### WHAT TO PRODUCE
All lines in the data below carrying the string "within" are to be located and copied.

### DATA PROVIDED
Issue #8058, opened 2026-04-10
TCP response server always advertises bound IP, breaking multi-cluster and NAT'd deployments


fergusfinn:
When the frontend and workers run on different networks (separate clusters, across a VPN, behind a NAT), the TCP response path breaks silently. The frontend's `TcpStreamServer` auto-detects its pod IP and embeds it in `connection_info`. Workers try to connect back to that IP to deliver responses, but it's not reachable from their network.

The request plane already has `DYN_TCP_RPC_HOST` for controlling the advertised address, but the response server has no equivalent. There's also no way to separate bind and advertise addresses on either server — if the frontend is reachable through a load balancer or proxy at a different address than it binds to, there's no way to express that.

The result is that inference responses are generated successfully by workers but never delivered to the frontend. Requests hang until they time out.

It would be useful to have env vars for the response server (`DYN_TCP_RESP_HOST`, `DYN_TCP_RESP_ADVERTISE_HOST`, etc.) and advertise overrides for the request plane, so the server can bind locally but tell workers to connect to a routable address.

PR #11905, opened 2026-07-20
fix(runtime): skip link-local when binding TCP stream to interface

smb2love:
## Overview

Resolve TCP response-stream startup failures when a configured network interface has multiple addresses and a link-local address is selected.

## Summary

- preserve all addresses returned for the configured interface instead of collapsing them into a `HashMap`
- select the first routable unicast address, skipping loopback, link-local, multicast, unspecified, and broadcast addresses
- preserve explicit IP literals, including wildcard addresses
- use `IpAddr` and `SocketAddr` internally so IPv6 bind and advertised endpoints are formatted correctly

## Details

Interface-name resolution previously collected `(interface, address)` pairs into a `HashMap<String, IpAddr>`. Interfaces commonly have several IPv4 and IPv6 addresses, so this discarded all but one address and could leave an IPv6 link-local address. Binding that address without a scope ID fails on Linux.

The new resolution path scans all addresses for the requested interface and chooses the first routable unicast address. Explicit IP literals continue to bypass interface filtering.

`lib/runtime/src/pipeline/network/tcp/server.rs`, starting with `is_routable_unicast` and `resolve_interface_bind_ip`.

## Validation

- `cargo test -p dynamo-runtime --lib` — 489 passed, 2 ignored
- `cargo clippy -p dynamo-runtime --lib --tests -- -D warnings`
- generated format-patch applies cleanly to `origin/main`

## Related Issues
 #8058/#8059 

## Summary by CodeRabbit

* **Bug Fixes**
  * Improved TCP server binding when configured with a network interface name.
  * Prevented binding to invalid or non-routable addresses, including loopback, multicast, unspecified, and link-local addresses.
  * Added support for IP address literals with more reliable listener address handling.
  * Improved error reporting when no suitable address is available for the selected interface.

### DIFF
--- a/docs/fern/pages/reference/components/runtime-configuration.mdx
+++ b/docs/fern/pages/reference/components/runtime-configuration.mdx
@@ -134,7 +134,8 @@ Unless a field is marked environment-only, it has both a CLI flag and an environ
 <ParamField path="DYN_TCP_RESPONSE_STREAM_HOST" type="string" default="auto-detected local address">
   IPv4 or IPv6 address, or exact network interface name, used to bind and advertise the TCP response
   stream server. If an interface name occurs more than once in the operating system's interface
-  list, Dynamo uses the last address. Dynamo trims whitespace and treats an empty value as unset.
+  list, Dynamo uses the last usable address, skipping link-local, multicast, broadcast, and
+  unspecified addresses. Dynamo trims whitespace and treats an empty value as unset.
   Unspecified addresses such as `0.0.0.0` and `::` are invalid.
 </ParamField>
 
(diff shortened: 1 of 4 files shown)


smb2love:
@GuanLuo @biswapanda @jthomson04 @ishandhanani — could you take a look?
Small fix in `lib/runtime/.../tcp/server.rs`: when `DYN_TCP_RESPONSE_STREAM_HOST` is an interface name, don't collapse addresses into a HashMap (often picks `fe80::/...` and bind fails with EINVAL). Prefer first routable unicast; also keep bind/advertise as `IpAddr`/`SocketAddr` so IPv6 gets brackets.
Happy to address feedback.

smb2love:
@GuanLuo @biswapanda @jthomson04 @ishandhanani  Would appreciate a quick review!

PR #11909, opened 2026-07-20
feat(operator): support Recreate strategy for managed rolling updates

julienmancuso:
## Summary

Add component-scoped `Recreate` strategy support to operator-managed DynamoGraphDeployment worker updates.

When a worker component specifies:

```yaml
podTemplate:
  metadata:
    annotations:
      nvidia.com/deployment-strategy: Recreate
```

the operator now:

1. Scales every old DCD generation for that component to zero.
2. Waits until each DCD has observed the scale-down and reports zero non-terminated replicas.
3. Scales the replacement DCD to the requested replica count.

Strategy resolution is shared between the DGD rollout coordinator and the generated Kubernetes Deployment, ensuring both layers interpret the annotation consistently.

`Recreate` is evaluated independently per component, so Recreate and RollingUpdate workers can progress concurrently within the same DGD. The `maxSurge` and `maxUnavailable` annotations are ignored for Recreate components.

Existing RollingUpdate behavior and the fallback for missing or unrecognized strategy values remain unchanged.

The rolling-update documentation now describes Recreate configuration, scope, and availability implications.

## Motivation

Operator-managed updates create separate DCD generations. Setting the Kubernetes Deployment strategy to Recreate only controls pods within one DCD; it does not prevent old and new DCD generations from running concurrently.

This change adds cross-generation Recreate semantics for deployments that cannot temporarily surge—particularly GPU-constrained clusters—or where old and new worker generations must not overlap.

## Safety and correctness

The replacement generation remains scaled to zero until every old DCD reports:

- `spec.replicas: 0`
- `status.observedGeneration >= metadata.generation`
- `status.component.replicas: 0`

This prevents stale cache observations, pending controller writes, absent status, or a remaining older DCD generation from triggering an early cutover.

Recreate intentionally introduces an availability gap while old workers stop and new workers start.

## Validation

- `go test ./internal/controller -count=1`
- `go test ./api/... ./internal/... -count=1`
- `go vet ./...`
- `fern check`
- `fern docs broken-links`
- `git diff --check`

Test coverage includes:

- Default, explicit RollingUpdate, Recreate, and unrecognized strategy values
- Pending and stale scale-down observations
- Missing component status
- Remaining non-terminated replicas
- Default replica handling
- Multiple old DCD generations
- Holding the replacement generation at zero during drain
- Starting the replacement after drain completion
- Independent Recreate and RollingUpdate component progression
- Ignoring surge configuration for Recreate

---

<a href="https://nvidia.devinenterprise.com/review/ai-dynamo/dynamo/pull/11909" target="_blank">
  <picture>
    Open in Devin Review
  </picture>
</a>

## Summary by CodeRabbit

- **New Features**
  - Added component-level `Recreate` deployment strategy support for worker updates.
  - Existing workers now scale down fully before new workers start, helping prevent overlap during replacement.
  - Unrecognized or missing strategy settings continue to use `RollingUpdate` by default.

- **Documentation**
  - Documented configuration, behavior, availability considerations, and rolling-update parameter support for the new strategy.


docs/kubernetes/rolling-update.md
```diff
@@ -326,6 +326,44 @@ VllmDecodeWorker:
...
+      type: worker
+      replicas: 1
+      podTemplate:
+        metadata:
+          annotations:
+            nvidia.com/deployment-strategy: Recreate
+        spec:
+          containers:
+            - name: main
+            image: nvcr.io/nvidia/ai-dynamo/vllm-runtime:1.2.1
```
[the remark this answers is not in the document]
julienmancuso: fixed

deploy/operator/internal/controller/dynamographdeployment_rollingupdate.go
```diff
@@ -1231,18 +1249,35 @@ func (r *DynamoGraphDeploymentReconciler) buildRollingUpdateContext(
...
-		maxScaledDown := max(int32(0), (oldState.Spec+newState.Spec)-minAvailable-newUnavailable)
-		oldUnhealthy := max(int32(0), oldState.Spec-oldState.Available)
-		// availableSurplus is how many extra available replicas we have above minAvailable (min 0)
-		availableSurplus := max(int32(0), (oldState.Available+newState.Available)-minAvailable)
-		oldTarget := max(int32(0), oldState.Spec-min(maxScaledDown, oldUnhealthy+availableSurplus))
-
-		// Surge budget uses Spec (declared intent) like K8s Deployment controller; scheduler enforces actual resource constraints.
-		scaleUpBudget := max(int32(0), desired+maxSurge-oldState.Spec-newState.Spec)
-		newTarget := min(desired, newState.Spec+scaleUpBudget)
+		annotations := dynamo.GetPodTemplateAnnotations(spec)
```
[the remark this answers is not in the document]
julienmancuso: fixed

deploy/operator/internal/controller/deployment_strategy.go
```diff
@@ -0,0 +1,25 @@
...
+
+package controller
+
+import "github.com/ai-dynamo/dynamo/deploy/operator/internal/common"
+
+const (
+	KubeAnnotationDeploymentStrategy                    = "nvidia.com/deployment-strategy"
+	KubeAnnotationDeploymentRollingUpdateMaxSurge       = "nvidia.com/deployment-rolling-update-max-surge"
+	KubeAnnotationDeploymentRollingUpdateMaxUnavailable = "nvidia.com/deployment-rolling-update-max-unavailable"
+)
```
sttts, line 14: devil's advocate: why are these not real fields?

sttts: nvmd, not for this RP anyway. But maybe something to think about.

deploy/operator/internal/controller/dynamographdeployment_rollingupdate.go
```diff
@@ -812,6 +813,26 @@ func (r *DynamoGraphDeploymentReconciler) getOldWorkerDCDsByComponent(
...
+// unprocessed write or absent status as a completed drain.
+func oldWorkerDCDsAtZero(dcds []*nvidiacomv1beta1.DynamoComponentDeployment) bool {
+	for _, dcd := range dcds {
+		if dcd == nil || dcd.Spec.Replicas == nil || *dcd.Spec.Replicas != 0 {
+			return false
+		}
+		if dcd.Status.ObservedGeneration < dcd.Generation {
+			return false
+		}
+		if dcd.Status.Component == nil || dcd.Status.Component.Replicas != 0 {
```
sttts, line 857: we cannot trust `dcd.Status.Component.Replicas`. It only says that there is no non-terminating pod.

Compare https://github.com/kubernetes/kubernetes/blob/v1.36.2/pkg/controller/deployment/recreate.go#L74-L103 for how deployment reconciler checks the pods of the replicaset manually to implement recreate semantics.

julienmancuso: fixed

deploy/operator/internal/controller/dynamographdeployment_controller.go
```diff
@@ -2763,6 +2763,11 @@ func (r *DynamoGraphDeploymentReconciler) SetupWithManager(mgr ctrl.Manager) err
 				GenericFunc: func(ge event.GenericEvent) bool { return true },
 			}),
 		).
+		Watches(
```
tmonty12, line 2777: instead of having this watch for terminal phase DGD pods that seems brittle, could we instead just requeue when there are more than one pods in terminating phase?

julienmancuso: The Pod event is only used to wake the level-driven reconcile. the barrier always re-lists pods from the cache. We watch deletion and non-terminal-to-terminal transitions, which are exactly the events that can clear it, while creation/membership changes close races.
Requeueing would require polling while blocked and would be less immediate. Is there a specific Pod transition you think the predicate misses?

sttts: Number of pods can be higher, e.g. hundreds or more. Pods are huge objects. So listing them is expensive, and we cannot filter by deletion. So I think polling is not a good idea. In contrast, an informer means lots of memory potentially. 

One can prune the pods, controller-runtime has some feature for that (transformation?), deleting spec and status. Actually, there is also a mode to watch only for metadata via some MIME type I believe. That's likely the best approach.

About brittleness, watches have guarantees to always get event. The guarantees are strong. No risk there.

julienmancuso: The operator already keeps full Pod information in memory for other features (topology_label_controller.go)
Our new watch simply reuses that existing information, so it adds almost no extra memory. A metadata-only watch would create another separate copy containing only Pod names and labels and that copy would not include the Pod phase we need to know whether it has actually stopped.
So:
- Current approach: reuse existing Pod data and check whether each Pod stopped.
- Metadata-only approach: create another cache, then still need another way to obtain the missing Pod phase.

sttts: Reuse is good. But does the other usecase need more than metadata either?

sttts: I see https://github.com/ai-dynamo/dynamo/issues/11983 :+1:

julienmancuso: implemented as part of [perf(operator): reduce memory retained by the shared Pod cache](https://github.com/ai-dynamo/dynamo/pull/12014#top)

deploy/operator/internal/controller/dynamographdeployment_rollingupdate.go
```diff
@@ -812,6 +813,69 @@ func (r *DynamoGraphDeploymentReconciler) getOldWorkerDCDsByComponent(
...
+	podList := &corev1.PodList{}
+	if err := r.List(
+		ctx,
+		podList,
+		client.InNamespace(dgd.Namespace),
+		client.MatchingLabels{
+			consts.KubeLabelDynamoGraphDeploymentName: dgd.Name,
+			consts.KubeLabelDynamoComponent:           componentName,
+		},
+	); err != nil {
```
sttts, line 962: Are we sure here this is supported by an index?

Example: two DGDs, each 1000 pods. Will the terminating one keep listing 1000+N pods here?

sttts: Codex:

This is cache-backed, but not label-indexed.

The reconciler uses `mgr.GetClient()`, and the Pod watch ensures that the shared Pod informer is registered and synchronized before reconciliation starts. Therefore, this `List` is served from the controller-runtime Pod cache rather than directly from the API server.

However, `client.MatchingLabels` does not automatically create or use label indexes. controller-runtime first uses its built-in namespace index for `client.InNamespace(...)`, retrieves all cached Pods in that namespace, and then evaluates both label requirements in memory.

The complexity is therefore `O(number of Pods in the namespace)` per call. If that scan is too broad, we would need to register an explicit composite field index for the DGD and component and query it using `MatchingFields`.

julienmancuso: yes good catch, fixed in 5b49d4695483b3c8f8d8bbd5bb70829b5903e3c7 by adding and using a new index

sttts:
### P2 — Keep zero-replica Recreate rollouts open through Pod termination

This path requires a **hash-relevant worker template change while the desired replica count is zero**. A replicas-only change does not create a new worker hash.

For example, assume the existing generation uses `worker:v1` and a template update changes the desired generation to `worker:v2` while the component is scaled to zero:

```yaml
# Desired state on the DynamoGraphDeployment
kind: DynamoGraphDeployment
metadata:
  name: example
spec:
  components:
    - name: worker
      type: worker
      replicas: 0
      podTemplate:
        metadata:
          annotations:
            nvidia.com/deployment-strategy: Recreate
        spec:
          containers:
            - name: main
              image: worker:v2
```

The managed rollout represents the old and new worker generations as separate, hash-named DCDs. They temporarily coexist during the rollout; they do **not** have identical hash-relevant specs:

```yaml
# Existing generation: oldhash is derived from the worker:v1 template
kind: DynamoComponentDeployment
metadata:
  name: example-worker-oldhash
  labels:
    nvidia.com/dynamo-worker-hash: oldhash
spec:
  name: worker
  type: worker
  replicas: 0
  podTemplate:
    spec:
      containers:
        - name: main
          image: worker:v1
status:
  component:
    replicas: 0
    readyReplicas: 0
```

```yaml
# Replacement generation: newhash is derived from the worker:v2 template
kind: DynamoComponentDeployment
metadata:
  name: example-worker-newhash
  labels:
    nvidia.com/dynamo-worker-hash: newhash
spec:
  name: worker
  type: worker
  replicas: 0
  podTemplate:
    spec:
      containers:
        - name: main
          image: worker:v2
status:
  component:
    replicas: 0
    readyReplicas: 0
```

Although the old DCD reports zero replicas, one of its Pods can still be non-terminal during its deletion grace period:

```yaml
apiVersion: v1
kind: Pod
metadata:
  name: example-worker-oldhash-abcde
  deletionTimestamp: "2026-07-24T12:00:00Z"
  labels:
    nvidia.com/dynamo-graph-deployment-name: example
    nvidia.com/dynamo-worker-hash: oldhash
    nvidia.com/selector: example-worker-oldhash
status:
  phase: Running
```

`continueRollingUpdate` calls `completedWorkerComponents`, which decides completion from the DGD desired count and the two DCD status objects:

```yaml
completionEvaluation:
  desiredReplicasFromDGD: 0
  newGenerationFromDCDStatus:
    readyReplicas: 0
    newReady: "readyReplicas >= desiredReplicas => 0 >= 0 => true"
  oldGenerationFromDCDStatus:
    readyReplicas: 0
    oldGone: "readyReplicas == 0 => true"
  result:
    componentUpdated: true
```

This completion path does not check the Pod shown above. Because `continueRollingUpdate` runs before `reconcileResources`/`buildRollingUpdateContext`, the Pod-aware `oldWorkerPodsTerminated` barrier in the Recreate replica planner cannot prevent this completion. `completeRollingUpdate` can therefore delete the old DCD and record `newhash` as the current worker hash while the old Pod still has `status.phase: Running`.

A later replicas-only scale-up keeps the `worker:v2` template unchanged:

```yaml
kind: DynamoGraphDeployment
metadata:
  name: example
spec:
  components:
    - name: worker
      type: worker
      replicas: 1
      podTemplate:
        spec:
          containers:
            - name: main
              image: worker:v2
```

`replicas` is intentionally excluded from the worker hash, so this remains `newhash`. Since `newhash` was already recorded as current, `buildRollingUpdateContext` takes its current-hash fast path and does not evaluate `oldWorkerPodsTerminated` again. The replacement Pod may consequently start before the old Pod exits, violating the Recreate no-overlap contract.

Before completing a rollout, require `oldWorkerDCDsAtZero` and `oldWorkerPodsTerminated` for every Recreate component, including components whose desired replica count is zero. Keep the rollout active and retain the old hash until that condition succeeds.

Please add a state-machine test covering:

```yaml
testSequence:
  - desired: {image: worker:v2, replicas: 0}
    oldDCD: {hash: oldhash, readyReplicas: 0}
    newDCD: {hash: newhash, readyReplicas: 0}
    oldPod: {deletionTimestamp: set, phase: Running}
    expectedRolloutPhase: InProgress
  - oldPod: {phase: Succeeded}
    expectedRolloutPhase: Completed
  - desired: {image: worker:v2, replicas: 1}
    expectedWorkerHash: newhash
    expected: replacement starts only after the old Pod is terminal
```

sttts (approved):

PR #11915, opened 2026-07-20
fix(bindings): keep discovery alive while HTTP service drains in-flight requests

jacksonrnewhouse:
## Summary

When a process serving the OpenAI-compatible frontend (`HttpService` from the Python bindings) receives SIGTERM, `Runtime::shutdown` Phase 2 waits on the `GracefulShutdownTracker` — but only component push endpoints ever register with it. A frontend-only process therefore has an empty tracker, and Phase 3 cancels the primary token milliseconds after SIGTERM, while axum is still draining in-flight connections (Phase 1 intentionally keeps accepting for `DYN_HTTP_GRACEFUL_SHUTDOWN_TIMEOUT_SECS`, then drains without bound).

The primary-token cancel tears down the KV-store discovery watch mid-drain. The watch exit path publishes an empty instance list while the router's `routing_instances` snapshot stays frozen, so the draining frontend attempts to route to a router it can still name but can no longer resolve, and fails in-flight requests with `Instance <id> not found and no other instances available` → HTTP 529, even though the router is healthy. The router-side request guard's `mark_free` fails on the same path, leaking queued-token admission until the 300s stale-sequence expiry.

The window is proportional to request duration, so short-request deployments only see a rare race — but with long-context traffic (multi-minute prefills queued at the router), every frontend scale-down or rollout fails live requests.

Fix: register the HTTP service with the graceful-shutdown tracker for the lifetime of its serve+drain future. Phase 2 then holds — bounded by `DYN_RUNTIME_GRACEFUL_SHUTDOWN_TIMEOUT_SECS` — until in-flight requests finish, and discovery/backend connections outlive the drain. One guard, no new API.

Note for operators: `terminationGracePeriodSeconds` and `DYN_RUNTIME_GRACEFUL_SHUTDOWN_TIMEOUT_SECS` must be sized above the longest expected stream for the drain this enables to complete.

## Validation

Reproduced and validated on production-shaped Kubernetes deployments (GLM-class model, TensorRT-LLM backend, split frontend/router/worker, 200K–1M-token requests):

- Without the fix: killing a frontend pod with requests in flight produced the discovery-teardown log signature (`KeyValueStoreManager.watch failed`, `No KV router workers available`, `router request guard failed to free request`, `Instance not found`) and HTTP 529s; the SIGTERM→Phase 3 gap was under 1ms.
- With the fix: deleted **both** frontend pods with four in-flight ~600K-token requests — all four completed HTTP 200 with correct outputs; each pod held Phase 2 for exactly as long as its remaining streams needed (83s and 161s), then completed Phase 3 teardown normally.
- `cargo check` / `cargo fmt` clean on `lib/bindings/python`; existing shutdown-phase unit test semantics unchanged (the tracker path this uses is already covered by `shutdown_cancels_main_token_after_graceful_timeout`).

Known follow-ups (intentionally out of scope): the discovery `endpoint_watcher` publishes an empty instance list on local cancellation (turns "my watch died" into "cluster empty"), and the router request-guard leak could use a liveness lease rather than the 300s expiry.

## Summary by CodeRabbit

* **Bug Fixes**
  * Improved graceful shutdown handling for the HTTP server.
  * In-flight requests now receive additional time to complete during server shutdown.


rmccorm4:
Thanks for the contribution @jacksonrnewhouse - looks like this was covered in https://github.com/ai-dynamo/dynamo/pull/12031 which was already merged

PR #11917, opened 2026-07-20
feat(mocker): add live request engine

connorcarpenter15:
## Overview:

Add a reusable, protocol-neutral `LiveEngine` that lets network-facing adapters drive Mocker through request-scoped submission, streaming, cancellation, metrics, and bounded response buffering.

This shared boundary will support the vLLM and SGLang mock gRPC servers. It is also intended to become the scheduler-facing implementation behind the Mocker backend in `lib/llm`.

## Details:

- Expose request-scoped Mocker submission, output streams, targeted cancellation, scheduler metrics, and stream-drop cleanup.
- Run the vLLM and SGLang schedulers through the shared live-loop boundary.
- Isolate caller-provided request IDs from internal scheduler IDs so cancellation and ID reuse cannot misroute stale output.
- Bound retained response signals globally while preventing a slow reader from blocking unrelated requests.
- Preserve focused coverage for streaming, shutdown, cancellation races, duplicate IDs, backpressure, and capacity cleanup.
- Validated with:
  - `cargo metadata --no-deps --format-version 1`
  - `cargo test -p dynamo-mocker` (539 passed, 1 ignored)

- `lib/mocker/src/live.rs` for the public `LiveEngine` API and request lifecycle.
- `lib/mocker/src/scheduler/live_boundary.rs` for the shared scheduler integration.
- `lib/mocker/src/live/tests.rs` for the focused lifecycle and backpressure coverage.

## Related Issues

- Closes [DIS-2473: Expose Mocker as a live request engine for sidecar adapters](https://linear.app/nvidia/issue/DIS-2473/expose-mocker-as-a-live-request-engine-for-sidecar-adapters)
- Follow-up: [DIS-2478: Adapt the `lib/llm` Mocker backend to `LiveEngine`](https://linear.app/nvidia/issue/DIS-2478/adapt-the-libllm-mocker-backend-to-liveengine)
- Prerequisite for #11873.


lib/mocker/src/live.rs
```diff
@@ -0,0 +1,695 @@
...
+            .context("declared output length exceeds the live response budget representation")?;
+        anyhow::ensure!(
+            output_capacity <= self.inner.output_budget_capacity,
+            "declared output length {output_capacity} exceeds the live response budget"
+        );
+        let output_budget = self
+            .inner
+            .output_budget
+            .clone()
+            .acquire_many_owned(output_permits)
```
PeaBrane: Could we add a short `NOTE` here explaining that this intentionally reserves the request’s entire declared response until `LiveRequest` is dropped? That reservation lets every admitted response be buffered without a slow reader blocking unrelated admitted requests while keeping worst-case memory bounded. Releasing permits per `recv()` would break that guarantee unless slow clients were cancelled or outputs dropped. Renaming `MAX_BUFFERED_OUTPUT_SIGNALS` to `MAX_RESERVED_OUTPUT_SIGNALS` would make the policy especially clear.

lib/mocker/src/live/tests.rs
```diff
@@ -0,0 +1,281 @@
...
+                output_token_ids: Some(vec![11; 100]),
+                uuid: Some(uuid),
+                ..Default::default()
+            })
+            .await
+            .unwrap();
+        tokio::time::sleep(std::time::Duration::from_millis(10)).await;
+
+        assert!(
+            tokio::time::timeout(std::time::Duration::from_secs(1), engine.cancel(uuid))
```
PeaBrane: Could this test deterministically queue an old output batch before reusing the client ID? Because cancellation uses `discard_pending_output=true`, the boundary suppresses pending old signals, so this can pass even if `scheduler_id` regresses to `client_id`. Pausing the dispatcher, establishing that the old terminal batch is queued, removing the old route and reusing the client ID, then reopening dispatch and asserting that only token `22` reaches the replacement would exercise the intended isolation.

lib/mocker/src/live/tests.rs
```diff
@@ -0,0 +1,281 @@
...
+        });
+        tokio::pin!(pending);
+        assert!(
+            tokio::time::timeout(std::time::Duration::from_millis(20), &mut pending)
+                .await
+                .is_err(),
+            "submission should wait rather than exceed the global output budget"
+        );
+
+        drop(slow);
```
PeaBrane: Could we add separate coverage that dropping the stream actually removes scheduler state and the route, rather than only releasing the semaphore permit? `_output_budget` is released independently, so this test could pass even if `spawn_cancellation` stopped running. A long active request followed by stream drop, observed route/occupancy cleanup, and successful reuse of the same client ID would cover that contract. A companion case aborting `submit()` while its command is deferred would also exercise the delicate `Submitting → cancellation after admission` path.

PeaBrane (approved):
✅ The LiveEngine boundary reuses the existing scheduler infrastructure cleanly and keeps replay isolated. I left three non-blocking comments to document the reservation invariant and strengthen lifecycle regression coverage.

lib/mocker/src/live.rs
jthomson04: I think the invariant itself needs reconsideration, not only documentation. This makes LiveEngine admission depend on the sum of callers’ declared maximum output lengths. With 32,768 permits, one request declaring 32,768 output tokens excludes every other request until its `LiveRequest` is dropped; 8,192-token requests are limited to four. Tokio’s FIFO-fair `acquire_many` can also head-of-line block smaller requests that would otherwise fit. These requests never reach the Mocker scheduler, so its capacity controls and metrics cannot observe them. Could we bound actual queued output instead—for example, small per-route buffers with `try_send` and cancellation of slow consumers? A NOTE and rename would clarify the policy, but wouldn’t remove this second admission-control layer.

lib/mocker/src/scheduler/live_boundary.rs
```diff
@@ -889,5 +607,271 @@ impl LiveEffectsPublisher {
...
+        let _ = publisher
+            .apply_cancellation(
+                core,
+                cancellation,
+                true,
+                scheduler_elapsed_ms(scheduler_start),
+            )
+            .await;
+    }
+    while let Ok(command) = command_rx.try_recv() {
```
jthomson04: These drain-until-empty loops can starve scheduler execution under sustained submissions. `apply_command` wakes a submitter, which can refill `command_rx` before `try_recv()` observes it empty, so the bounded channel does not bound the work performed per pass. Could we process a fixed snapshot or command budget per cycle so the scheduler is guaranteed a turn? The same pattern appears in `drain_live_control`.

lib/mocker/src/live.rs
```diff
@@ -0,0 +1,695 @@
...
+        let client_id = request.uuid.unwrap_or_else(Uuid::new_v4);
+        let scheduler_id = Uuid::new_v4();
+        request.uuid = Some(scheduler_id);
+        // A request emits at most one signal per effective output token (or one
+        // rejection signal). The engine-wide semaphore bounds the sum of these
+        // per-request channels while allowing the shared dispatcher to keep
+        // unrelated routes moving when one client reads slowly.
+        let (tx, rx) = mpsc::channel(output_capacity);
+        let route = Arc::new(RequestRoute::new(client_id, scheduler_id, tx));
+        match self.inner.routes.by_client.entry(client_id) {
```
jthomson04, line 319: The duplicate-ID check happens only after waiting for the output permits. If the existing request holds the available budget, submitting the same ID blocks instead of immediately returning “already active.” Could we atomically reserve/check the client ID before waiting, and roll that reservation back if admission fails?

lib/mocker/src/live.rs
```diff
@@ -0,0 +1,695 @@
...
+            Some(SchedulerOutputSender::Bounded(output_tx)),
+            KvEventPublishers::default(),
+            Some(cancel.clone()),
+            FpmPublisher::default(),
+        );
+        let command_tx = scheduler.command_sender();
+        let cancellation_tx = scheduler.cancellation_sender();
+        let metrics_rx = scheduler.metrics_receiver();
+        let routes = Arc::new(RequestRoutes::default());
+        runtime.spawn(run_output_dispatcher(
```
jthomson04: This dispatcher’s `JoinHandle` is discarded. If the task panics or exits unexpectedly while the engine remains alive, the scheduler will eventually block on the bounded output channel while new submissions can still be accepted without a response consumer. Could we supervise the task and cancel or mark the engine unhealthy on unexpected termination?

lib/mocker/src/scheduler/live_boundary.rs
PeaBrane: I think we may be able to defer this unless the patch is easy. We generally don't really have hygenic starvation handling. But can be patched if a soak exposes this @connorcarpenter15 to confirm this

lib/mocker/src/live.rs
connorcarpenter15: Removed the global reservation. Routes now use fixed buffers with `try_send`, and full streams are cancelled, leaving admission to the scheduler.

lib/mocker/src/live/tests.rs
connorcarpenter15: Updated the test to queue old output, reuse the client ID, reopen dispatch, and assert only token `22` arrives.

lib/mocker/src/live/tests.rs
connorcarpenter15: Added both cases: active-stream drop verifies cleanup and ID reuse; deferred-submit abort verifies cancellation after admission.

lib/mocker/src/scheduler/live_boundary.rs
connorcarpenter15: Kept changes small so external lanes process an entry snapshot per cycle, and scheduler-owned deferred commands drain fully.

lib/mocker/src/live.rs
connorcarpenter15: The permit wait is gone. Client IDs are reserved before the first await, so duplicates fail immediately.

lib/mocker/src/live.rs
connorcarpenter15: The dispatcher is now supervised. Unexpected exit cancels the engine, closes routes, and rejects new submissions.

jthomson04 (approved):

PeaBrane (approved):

### YOUR RESPONSE
`Recreate` is evaluated independently per component, so Recreate and RollingUpdate workers can progress concurrently within the same DGD. The `maxSurge` and `maxUnavailable` annotations are ignored for Recreate components.
Operator-managed updates create separate DCD generations. Setting the Kubernetes Deployment strategy to Recreate only controls pods within one DCD; it does not prevent old and new DCD generations from running concurrently.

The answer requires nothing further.